Whether these or similar provisions for collective design, planning, policy-making discourse can or should be applied to all ethical, moral, political discourse, is another much needed discussion. For now, just one significant implication of this view — that any measure of plausibility merit of social plans must be based on the distribution of individual judgments of affected or concerned people, not some general or universal  ‘truth’ or validity — should be noted: For any application of AI tools to collective decisions about controversial plans, is there any plausible basis for an AI system to make even recommendations for such decisions, unless the data base for its algorithms includes the individual  plausibility and weighting judgments of all human participants in the discourse? That is, much as machine assistance will be needed for the discourse of large or global planning projects or decisions, the AI tools or systems must be integrated into the human discourse and compute its results with the human judgment data as they evolve during the discourse. They cannot substitute for the discourse.  

Such implications may be lurking in the background for the theoretical discussions of arguments, whether deductive, inductive, or conductive. They must urgently be pulled out from the background into a human ‘planning–type’ discussion of its own. 


[1]  At the time of my first efforts in this  (the early 1970’s) I was not aware of Wellman’s introduction of the term ‘conductive’ for these arguments but was disappointed in the modal logic and deontic logic sources. There was some discussion whether they should be considered forms of ‘abduction’ (in Peirce’s sense). But the common understanding of abduction also did not seem to match the kinds of arguments I saw in the planning discourse. Abductive reasoning can play a role in the development of solution proposals, however, but not in the weighing of those different solutions. 

[2]  The statement simply combines two considerations, one ‘pro’, one ‘con’, which simply means that it offers two separate arguments to two different ‘conclusions’ or action proposals, as rudimentary enthymemes, with the ‘though’ wording also indicating that one of those reasons, however admittedly plausible, should be assigned less ‘weight’ than the other. I do not see any rationale for the desperate suggestion in one of the branches of the treatment decision tree, to consider the ‘counter-consideration’ as an implied part of the ‘conclusion’. Some necessary assumptions would also be necessary, for example that the only time period available for the two actions is the same (so that e.g. mowing the lawn might be done before going to the movie, or, why not …tomorrow? 
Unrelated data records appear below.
PR #2915, opened 2020-06-02
Create new interaction feature usage command

PippoRaimondi:
### Description of change

The intent of this PR is automate reports that are generated every other week.

### Checklist

  <details>
  
  </details>
  
  <details>
  
  </details>

### General points

<details>

</details>

### DIFF
--- a/datahub/interaction/management/commands/get_interaction_usage.py
+++ b/datahub/interaction/management/commands/get_interaction_usage.py
@@ -1,0 +1,107 @@
+from logging import getLogger
+
+from django.core.management.base import BaseCommand
+from django.db import connection
+
+from datahub.interaction.models import Interaction, InteractionExportCountry
+
+logger = getLogger(__name__)
+cursor = connection.cursor()
+
+
+def _get_export_country_interaction_with_discussed_countries():
+    """
+    Number of export country interactions with countries tagged
+    where countries were discussed.
+    """
+    interactions = Interaction.objects.filter(
+        were_countries_discussed=True,
+    ).count()
+
+    return interactions
+
+
+def _get_all_export_interaction():
+    """
+    Number of interactions with countries tagged.
+    """
+    interactions = InteractionExportCountry.objects.count()
+
+    return interactions
+
+
+def _get_all_countries_with_a_company():
+    """
+    Number of all countries that had a company added.
+    """
+    countries = InteractionExportCountry.objects.all(
+    ).select_related(
+        'interaction',
+    ).distinct('interaction__company_id').count()
+
+    return countries
+
+
+def _get_team_usage():
+    """
+    Count of all teams that used the new feature.
+    """
+    cursor.execute(
+        """
+        select count(1)
+        from interaction_interaction ii
+        inner join company_advisor ca on ii.created_by_id = ca.id
+        inner join metadata_team mt on ca.dit_team_id = mt.id
+        left join metadata_teamrole m on mt.role_id = m.id
+        where ii.were_countries_discussed=true;
+        """,
+    )
+
+    return cursor.fetchone()
+
+
+def _get_top_5_team_usage():
+    """
+    Top 5 teams that used the new feature.
+    """
+    cursor.execute(
+        """
+        select mt.name "Team", m.name "Team type",
+        count(*) "Number of interactions with export countries"
+        from interaction_interaction ii
+        inner join company_advisor ca on ii.created_by_id = ca.id
+        inner join metadata_team mt on ca.dit_team_id = mt.id
+        left join metadata_teamrole m on mt.role_id = m.id
+        where ii.were_countries_discussed=true
+        group by 1, 2
+        order by "Number of interactions with export countries" desc
+        limit 5;
+        """,
+    )
+
+    return cursor.fetchone()
+
+
+class Command(BaseCommand):
+    """
+    Command to query usage stats from the new interaction journey.
+    """
+
+    def handle(self, *args, **options):
+        """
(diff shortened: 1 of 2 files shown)


elcct:
I have few concerns with this:
1) I am not sure if `dbmaintenance` app is a best place for such command, as this is intended for data maintenance and not reporting. I would consider whether this needs its own `report` app either on its own or within `interaction` app.
2) Why this needs to be a command and not e.g. an export in `dataset` app to be consumed by Data workspace?
3) As a minimum, it would be good to see some tests to ensure this produces expected results and doesn't have negative impact on the database.

PippoRaimondi:
> I have few concerns with this:
> 
> 1. I am not sure if `dbmaintenance` app is a best place for such command, as this is intended for data maintenance and not reporting. I would consider whether this needs its own `report` app either on its own or within `interaction` app.
> 2. Why this needs to be a command and not e.g. an export in `dataset` app to be consumed by Data workspace?
> 3. As a minimum, it would be good to see some tests to ensure this produces expected results and doesn't have negative impact on the database.

I will address the concerns above, I wasn't sure where to have this in first place either... thanks for the feedback!

datahub/interaction/management/commands/get_interaction_usage.py
```diff
@@ -0,0 +1,107 @@
...
+    ).distinct('interaction__company_id').count()
+
+    return countries
+
+
+def _get_team_usage():
+    """
+    Count of all teams that used the new feature.
+    """
+    cursor.execute(
```
mcbhenwood, line 49: Not sure we should be writing raw SQL anywhere in Data Hub. We should be leveraging the Django ORM for lots of reasons: maintability, change impact analysis, consistency...

datahub/interaction/management/commands/get_interaction_usage.py
```diff
@@ -0,0 +1,107 @@
+from logging import getLogger
+
+from django.core.management.base import BaseCommand
```
mcbhenwood, line 3: Thos ought probably instead to be a Celery Beat task. If a thing is going to be used regularly rather than occasionally it oughtn't be a management command really.

datahub/interaction/management/commands/get_interaction_usage.py
```diff
@@ -0,0 +1,107 @@
...
+    ).select_related(
+        'interaction',
+    ).distinct('interaction__company_id').count()
+
+    return countries
+
+
+def _get_team_usage():
+    """
+    Count of all teams that used the new feature.
```
mcbhenwood, line 47: It's only "new" now; we should write this code on the basis that it will live forever (even if we're _convinced_ that's not the case). We should remove all references to "new" in docstrings, code and output.

datahub/interaction/management/commands/get_interaction_usage.py
```diff
@@ -0,0 +1,107 @@
...
+
+    return cursor.fetchone()
+
+
+def _get_top_5_team_usage():
+    """
+    Top 5 teams that used the new feature.
+    """
+    cursor.execute(
+        """
```
mcbhenwood, line 68: see earlier comment about ORM > SQL

datahub/interaction/management/commands/get_interaction_usage.py
```diff
@@ -0,0 +1,107 @@
...
+        where ii.were_countries_discussed=true;
+        """,
+    )
+
+    return cursor.fetchone()
+
+
+def _get_top_5_team_usage():
+    """
+    Top 5 teams that used the new feature.
```
mcbhenwood, line 65: see earlier comment about removing "new" from narrative

datahub/interaction/management/commands/get_interaction_usage.py
```diff
@@ -0,0 +1,107 @@
...
+        limit 5;
+        """,
+    )
+
+    return cursor.fetchone()
+
+
+class Command(BaseCommand):
+    """
+    Command to query usage stats from the new interaction journey.
```
mcbhenwood, line 87: see earlier comment about removing "new" from narrative

datahub/interaction/management/commands/get_interaction_usage.py
```diff
@@ -0,0 +1,107 @@
...
+    """
+
+    def handle(self, *args, **options):
+        """
+        Run the query and output the results as an info message to the log file.
+        """
+        interaction_usage_stats = """
+        {result_1} uses of new interaction journey
```
mcbhenwood, line 95: see earlier comment about removing "new" from narrative

PippoRaimondi:
> Sorry to say but I think we need some changes here. As noted inline:
> 
> 1. This ought to be a scheduled Celery task, if it's any more than a one-off (which it is).
> 2. We shouldn't write raw SQL in Django
> 3. References to the thing under measurement being "new" should be removed because after a while it's not "new" (code has a habit of outliving its expected lifetime)
> 4. (optional) This might be a nice use for the newly-implemented "send a message to Slack" feature which is already used by the Company Archiving and DnB Update scheduled jobs. See here: https://github.com/uktrade/data-hub-api/blob/develop/datahub/core/realtime_messaging.py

The implication is that for a systematic evaluation, the two arguments for the two different proposals must be stated separately, with all the missing premises made explicit, and that participants then add their individual evaluation judgments to all the premises. 

Similarly, the popular ‘informal logic’ recourse to the Toulmin argument pattern with its backing  and warrant components did not seem appropriate for planning arguments: the pattern seemed to somewhat arbitrarily select its components from premises of ‘successor issues’ arising from efforts to support or question the basic premises of the ‘planning argument’ as I perceived them.